TL;DR: How to identify duplicate non overlapping 1kb chunks from a file which is large and can be binary file too?
I recently came across this question in one of the challenges.
We are given a file name. This file's size will be in multiples of 1kb. We have to perform dedup operation on this file and write the modified content in another file. The dedup operation finds and removes the duplicate, non-overlapping 1kb chunks from the file. The file can be very large file and it can also be a binary file.
The second part of the question involved reversing the dedup operation and regenerating the original file from the deduped file.
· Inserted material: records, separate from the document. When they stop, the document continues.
PR #100, opened 2021-11-04
#99: implemented non migratable objects and attendant method updates

### LINKED ISSUE #99: Create sentinel object attribute on each Rank
At Rank construction, one sentinel object should be created and assigned to `self.sentinel`

By default this object should have 0 load

Rank methods must be updated in order to take into account the load and communication related to that sentinel.
For example `get_load()` should also tally the load of the sentinel.

ppebay:
fixes #99


src/Model/lbsProcessor.py
```diff
@@ -82,14 +84,38 @@ def get_objects(self):
...
 
+        return self.objects.union([self.sentinel])
+
+    def get_migratable_objects(self):
+        """Return migratable objects assigned to processor
+        """
+
         return self.objects
 
+    def get_sentinel_object(self):
```
lifflander, line 95: In the new VT implementation, you will have a valid ID for every sentinel object. And you might have more than one, but you can collapse them if you want.

ppebay: Alright, so 2 follow-up questions:
* how is the valid ID generated. is there some logic that makes it predictable?
* shouldn't we then create a set of sentinel nodes (initially containing only one)?

src/Model/lbsProcessor.py
```diff
@@ -82,14 +84,38 @@ def get_objects(self):
...
+        """Return sentinel object assigned to processor
+        """
+
+        return self.sentinel
+
     def get_object_ids(self):
         """Return IDs of objects assigned to processor
         """
 
+        return [o.get_id() for o in self.objects + [self.sentinel]]
```
marcinwrobel1986, line 105: `Class 'set' does not define '__add__', so the '+' operator cannot be used on its instances `

I am not sure what's the intention here.
If you want to return a `list` with all objects ids including sentinel it should be:
```
obj_ids_list = [o.get_id() for o in self.objects]
obj_ids_list.append(self.sentinel.get_id())
return obj_ids_list
```
or
```
obj_ids_list = [o.get_id() for o in self.objects]
obj_ids_list.append(self.sentinel.index)
return obj_ids_list
```
If you want to return a `list` with objects ids and sentinel id as another `list` inside the first one it should be:
```
obj_ids_list = [o.get_id() for o in self.objects]
obj_ids_list.append([self.sentinel.get_id()])
return obj_ids_list
```
or
```
obj_ids_list = [o.get_id() for o in self.objects]
obj_ids_list.append([self.sentinel.index]`)
return obj_ids_list
```

src/Model/lbsProcessor.py
```diff
@@ -160,8 +186,20 @@ def get_load(self):
         """Return computed total load on processor
         """
 
+        return sum([o.get_time() for o in self.objects.union([self.sentinel])])
```
marcinwrobel1986, line 189: If the intention here is to return sum of time of all object including sentinel it should look like that:

```
proc_obj_with_sentinel = self.objects.add(self.sentinel)
return sum([o.get_time() for o in proc_obj_with_sentinel])
```

ppebay: @marcinwrobel1986 it should really be a set **union** so as to not replicate elements in the sum

src/Model/lbsProcessor.py
ppebay: Oh yes, thanks for pointing that, I erroneously treated the objects as `list` whereas it is a `set`, so as to not allow for element replication.

src/Model/lbsProcessor.py
marcinwrobel1986: So basically something like that:
```
self.objects.add(self.sentinel)
return sum([o.get_time() for o in self.objects])
```

marcinwrobel1986: Then maybe
```
return sum([o.get_time() for o in self.objects]) + self.sentinel.get_time()
```

ppebay: Sure by why is it better than what I did with the `union()`?  Is it more efficient in terms of alg. complexity?

marcinwrobel1986: I guess it's just readability, subjective thing, don't worry about that. You can keep it as you want Philippe :) I will understand that.

ppebay: I agree that the `union()` syntax is not very intuitive. It lends to believing that it is actually performing the union on the set that is given to it (while it is not). Not too sure which one reads easier, between both formulations

src/Model/lbsProcessor.py
```diff
@@ -41,26 +41,28 @@
...
         self.index = i
-        self.objects = set()
-        for obj in o:
-            self.add_object(obj)
+        self.migratable_objects = set()
+        for o in mo:
+            self.add_migratable_object(o)
+        self.sentinel_objects = set()
+        for o in so:
+            self.add_sentinelt(o)
```
lifflander, line 65: Spelling error?

lifflander (changes requested):

src/Model/lbsProcessor.py
ppebay: Yep thanks

lifflander (approved):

My approach: I tried to use hashing as suggested in Adam Horwath's this blog. I calculated hash of each 1kb byte of data and stored it in a hashtable with hash as key and index of the chunk in consideration as value. here is my code to calculate the hash for 1kb of data (similar to inithash in the blog):
//implement hashing used in Rabin-Karp algorithm
// sum of p^n * a[x]
//hconst = 69069; //good multiplier for mod 2^32;
public static long calculateHash(int [] data, int chunkSize){
long hash = 1;
for(int i =0; i < chunkSize; i++)
{
int c = data[i];
hash *= hconst; //multiply with const
hash += c; //add the byte to hash
}
return hash;
}
There is something wrong (obviously) with my understanding or implementation that it didn't give the correct result. My questions are:
- Is the hashing approach correct to identify duplicate chunks?(Comparing each byte is costly process)
- Is there any better way to identify duplicate chunks?